A scheme led by banks seeks to encourage more people to invest in Costa Rica by offering credit to companies focused on sustainable development and the green economy.
At least 13 financial institutions have signed up to the ‘Green Protocol,’ which sees them offering loans to small and medium sized enterprises (SMEs) with an environmental focus, as well as projects related to the likes of environmental management, sustainable housing, and eco-friendly transport.
The project was launched by Costa Rica’s Chamber of Banks and Financial Institutions, with the intention of bolstering the country’s green economy, as well as public awareness of environmental protection.
It is also intended to promote a better future for the local population, via “the creation of sustainable products that allow a better quality of life for people,” according to Annabelle Ortega, executive director of the Chamber.

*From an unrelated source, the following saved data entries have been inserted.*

PR #823, opened 2019-09-01
Add meta information about conference

patrick91:
This PRs add info like introduction and generic copy text, like the screenshot :)

image


backend/conferences/models/conference.py
```diff
@@ -32,6 +32,7 @@ class Conference(TimeFramedModel, TimeStampedModel):
         _("longitude"), max_digits=9, decimal_places=6, blank=True, null=True
     )
     map_link = models.URLField(_("map link"), blank=True)
+    introduction = models.TextField(_("introduction"), blank=False)
```
marcoacierno: Are we sure we want to make the introduction as required?

backend/conferences/types.py
```diff
@@ -130,6 +131,14 @@ def sponsors_by_level(self, info) -> List[SponsorsByLevel]:
 
         return [SponsorsByLevel(level, list(sponsors)) for level, sponsors in by_level]
 
+    @strawberry.field
+    def copy(self, info, key: str) -> Optional[str]:
+        from cms.models import GenericCopy
```
marcoacierno: Any reason for the import here?

backend/conferences/models/conference.py
patrick91: yes, it is required on the frontend :)

backend/conferences/types.py
patrick91: need to double check :)

patrick91: fixed :)

PR #909, opened 2019-09-14
Move apps api components into api

marcoacierno:
Moved everything that's api related into the `api` app.

Should we move the tests into `tests/api` too?


patrick91:
@marcoacierno yes, let's move the tests as well :)

I'd move them into api/tests ;) let's try to to put tests near the code we are testing :)

marcoacierno:
Do you want to move all the tests in their app directory?

patrick91:
@marcoacierno yes, but can be done in another pr as well :)

marcoacierno:
done! @patrick91 have a look :)

.github/workflows/backend-test.yml
```diff
@@ -22,12 +22,11 @@ jobs:
       - name: Install codecov
         working-directory: backend
         run: pip install codecov
-
       - name: pytest
         working-directory: backend
         run: |
             set +e
-            OUTPUT=$(poetry run py.test --cov-report xml --cov=. --cov-fail-under 100)
+            OUTPUT=$(poetry run pytest */tests/ --cov-report xml --cov=. --cov-fail-under 100)
```
patrick91: I think this could be `.`, as pyrest only gets files starting with `test_` :)

.github/workflows/backend-test.yml
```diff
@@ -48,9 +47,8 @@ jobs:
       - name: Install dependencies
         working-directory: backend
         run: poetry install
-
       - name: pytest
         working-directory: backend
-        run: poetry run py.test integration_tests/
+        run: poetry run pytest */integration_tests/
```
patrick91: uhm, we can either mark integration tests with something like @pytest.skip.if(INTEGRATION=False) or have them somewhere else :)

marcoacierno: Do you have any preference?

.github/workflows/backend-test.yml
marcoacierno: This way  integration tests are not run

.github/workflows/backend-test.yml
patrick91: something like this if it works ;) https://gist.github.com/billyshambrook/264624b039fb3caa9278

marcoacierno: have a look

patrick91: top! we can merge ;)

PR #965, opened 2019-09-26
Add invoke to make setup easier

patrick91:


estyxx:
Please when we will back to this PR please change `.env.sample` with the default values 

```
API_URL=http://127.0.0.1:8000/graphql
CONFERENCE_CODE=pycon-demo
```
now is more similar to what we have in production... could be hard to identify the problem...
 
tnks :)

The scheme will see financial institutions seek to support companies and organizations promoting the likes of water and energy efficiency, renewable energy, green tech, and the reduction of carbon emissions.
This scheme is only one example of the efforts being made by Costa Rican authorities to encourage foreign direct investment (FDI), and foreign workers to relocate to Costa Rica in order to alleviate the economic difficulties caused by the COVID-19 epidemic.
In August, that saw the government announce an initiative to ease investment in Costa Rica by slashing taxes and lowering the investment threshold for foreigners to gain residency.
This saw the minimum investment required for residency being reduced from $200,000 up to $150,000, which includes property purchase. Those who signed up for the scheme received a ten-year residence license (all figures in USD).
The same month, the government also implemented a new law seeking to attract digital nomads into moving to Costa Rica by offering a renewable one-year visa with generous tax incentives and provisions to facilitate relocation.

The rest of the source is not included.